Fupped, will that help when the new phone stubbornly insists there is "No Service"? Because that's been my situation since Thursday. I'm going to the Sprint store tomorrow to see if there is anything they can do. I'm pretty sure the problem is their signal (or lack thereof). (Also, I'm clueless when it comes to reprogramming a phone... what's involved in rewriting an EIN?)
posted by Alylex at 8:01 PM on February 1, 2004


Admittedly the Uk seems to be ahead of the USA when it comes to cell phones (for reasons that make no damned sense to me) but in the UK you'd belooking for a pay-as-you-go SIM card - one where you have to buy airtime in chunks of £10 from supermarkets to top up your credit.

HTH (but it probably doesn't)
posted by twine42 at 11:54 PM on February 1, 2004


Europe is ahead of the States in cell phones because they came latter and learned from America's short-comings.
posted by Goofyy at 1:05 AM on February 2, 2004


Best answer: If your old cell phone is AT&T TDMA, you might be in luck. You can turn these phones into prepaid at a place called callplus. I have no personal experience with them, but they've received decent reviews (if you can get past their ugly website).

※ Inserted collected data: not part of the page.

PR #3321, opened 2019-06-12
Preserve xml:lang when processing links

robander:
---
name: Pull request

---

## Description

Ensures that the active `@xml:lang` value is still available when processing links.

The code that processes links uses variables to group them into generated `<linklist>` elements, with locale-based headings such as "Related information". The context when generating those headings is the original document, so the closest set `@xml:lang` value is used to get that variable. However, the link elements themselves are processed from the context of the generated `<linklist>` element, which is the root of a variable -- any `xml:lang` setting on an ancestor element is unavailable. 

This update ensures that the closest `xml:lang` value is preserved on the generated `<linklist>`; in this way, processing any link _within_ those lists has access to the current language. (If the link itself sets an alternate language, that remains the active value.)

## Motivation and Context

We have generated variables for several types of links; in particular, every external link gets hover help like "Opens in a new tab or window". We recently noticed that for all non-English links, that text is broken -- it always comes out in the default language (English), because `getVariable` from that `xsl:variable` context never finds the right language.

Preserving the currently-active language on `linklist` ensures that any variable set from the `<link>` context uses the appropriate language.

## How Has This Been Tested?

Tested with the attached topic (and a few variations):

- Active language of Russian on the topic -- `getVariable` from the link context returns English variables in 3.3.2, but returns Russian for default links with this update
- Tested with alternate language set directly on `<link>` -- that language is used correctly in 3.3.2 and with this update
- Tested with a manually created `<linklist>` with its own language -- that language is used correctly in 3.3.2 and with this update

[jira413.zip](https://github.com/dita-ot/dita-ot/files/3279132/jira413.zip)

## Type of Changes

## Checklist

### DIFF
--- a/src/main/plugins/org.dita.html5/xsl/rel-links.xsl
+++ b/src/main/plugins/org.dita.html5/xsl/rel-links.xsl
@@ -279,7 +279,7 @@ Each child is indented, the linktext is bold, and the shortdesc appears in norma
     <xsl:param name="links" as="node()*"/>
     <xsl:if test="exists($links)">
       <linklist class="- topic/linklist " outputclass="relinfo">
-        <xsl:sequence select="ancestor-or-self::*[@xml:lang][1]/@xml:lang"/>
+        <xsl:copy-of select="ancestor-or-self::*[@xml:lang][1]/@xml:lang"/>
         <title class="- topic/title ">
           <xsl:call-template name="getVariable">
             <xsl:with-param name="id" select="'Related information'"/>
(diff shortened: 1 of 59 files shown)


src/main/plugins/org.dita.html5/xsl/rel-links.xsl
```diff
@@ -578,6 +579,12 @@ Each child is indented, the linktext is bold, and the shortdesc appears in norma
   </xsl:template>
 
   <!--linklists-->
+  <xsl:template match="*[contains(@class, ' topic/linklist ')]/@xml:lang" priority="100">
```
robander: This section ensures that if the `@xml:lang` value on the link list matches an already-processed ancestor language (such as the language on a root `<topic>`, we don't need to reset `lang` to the same value in the generated HTML5. It also skips doing this if there is no ancestor language and this link list uses the default language. Basically, just a way to keep extra noise out of the HTML.

src/main/plugins/org.dita.xhtml/xsl/xslhtml/rel-links.xsl
```diff
@@ -600,6 +601,12 @@ Each child is indented, the linktext is bold, and the shortdesc appears in norma
   </xsl:template>
 
   <!--linklists-->
+  <xsl:template match="*[contains(@class, ' topic/linklist ')]/@xml:lang" priority="100">
```
robander: This should serve the same purpose as the change in the HTML file. (I didn't intend to check in the priority and should fix that.) However: our root `dita2xhtml.xsl` file overrides processing for `@xml:lang`, and regardless of what priority I set here, any stylesheet call entering with that file gets the processing from that root file. That's why all of the XHTML integration test results had to be updated. 

I originally considered moving that processing from the shell into `dita2htmlImpls.xsl`, which more or less matches the HTML5 organization, but there is a very slight chance of introducing an incompatibility with that.

Any shell using the base XHTML rules, without that `dita2xhtml.xsl` shell, will be able to use this override here; given the status of XHTML output, and that duplicating the lang attribute isn't actually a problem, I decided to just fix the tests.

Issue #3078, opened 2018-09-24
Errors caused by link to topic with xref in shortdesc


robander:
## Expected Behavior

When I have the following condition:

1. Topic contains `<xref>` to another topic `xref-in-shortdesc.dita`
1. The referenced topic has a short description, *and* that short description also contains an `<xref>` to `finaltarget.dita`
1. The xref inside that short description is missing link text or `<desc>`

The `topicpull` step ends up grabbing the short description from the middle file `xref-in-shortdesc.dita`, putting that in a variable, and then processing the variable. The result is that the `<xref>` to `finaltarget.dita` is processed again but in the context of that variable, which causes the processor to look for it in our XSLT directory, and ends with errors. Happens with both `preprocess` and `preprocess2`, here is the error log from `preprocess`:
```
C:\DCS\test\apiref>\dita-ot\dita-ot-3.1.2\bin\dita -i in.ditamap -f html5
[topicpull] I/O error reported by XML parser processing file:/C:/DITA-OT/dita-ot-3.1.2/xsl/preprocess/finaltarget.dita: C:\DITA-OT\dita-ot-3.1.2\xsl\preprocess\finaltarget.dita (The system cannot find the file specified.)
[topicpull] file:/C:/DCS/test/apiref/xref-in-shortdesc.dita:5:68: [DOTX031E][ERROR]: The file finaltarget.dita is not available to resolve link information.
```

This worked at some point in the past (at least, the `xref` inside shortdesc was processed to get text) but could have been broken as far back as 1.8 -- the text was pulled and no errors were thrown.

## Actual Behavior

Errors appear as shown above. `preprocess2` has the same issue:
```
C:\DCS\test\apiref>\dita-ot\dita-ot-3.1.2\bin\dita -i in.ditamap -f pdf
[topicpull] I/O error reported by XML parser processing file:/C:/DITA-OT/dita-ot-3.1.2/xsl/preprocess/dd3f451dd1448c00ddc872728d9573466227ad65.dita: C:\DITA-OT\dita-ot-3.1.2\xsl\preprocess\dd3f451dd1448c00ddc872728d9573466227ad65.dita (Thesystem cannot find the file specified.)
[topicpull] file:/C:/DCS/test/apiref/xref-in-shortdesc.dita:5:68: [DOTX031E][ERROR]: The file dd3f451dd1448c00ddc872728d9573466227ad65.dita is not available toresolve link information.
```

## Possible Solution

[...]

PR #3324, opened 2019-06-13
Pass base context URI when processing links

raducoravu:
Proposed fix for:
https://github.com/dita-ot/dita-ot/issues/3078

### DIFF
--- a/src/main/plugins/org.dita.base/xsl/preprocess/topicpullImpl.xsl
+++ b/src/main/plugins/org.dita.base/xsl/preprocess/topicpullImpl.xsl
@@ -162,6 +162,7 @@ mode="topicpull:figure-linktext" and mode="topicpull:table-linktext"
     -->
   <xsl:function name="dita-ot:getTargetDoc" as="document-node()?">
     <xsl:param name="linkElement" as="element()"/>
+    <xsl:param name="baseContextElement" as="element()?"/>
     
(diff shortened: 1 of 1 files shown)


src/main/plugins/org.dita.base/xsl/preprocess/topicpullImpl.xsl
```diff
@@ -696,7 +700,10 @@ mode="topicpull:figure-linktext" and mode="topicpull:table-linktext"
         <xsl:if test="exists($shortdesc) and not(normalize-space($shortdesc) = '')">
           <xsl:apply-templates select="." mode="topicpull:add-genshortdesc-PI"/>
           <desc class="- topic/desc ">
-            <xsl:apply-templates select="$shortdesc"/>
+            <xsl:apply-templates select="$shortdesc">
+              <!-- EXM-42721 Pass the base context element. -->
```
jelovirt: This should be removed

jelovirt:
DCO is missing.

jelovirt:
Could you squash the commits and use descriptive commit message, the current "Update topicpullImpl.xsl" is a bit generic.

infotexture:
@raducoravu Does this resolve #3078, or are there aspects of that issue unaddressed by these changes?

raducoravu:
@infotexture there are still cases in which the warning is shown, I gave more details and a sample in #3078. But the warning seems to be benign in that case so maybe we should leave this as such.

Also, you should know that even a deactivated cell phone still should be able to dial 911, so they're pretty handy to keep in the car, or donate to women's shelters as mentioned above.
posted by SteveInMaine at 3:19 AM on February 2, 2004


Depending on what part of the country you are in (like NYC, For instance) Sprint enjoys legendary status for their signal "quality."
posted by Fupped Duck at 5:05 AM on February 2, 2004


Family violence shelters don't usually make their location public. Your local Police Dept. probably takes the phones to distribute to women in danger from stalkers, violent ex-es, etc.
posted by theora55 at 6:10 AM on February 2, 2004


Response by poster: Alas, SteveInMaine, my old plan was not with AT&T and my area code isn't listed on the callplus site. But thanks, you've given me hope and some possible new search terms.

Sprint replaced the new phone today and even though I'm not convinced it was ever a hardware problem, I'll take it.

If I can't find something like callplus for my old phone, I have at least learned how to donate it to a shelter. Thanks everyone!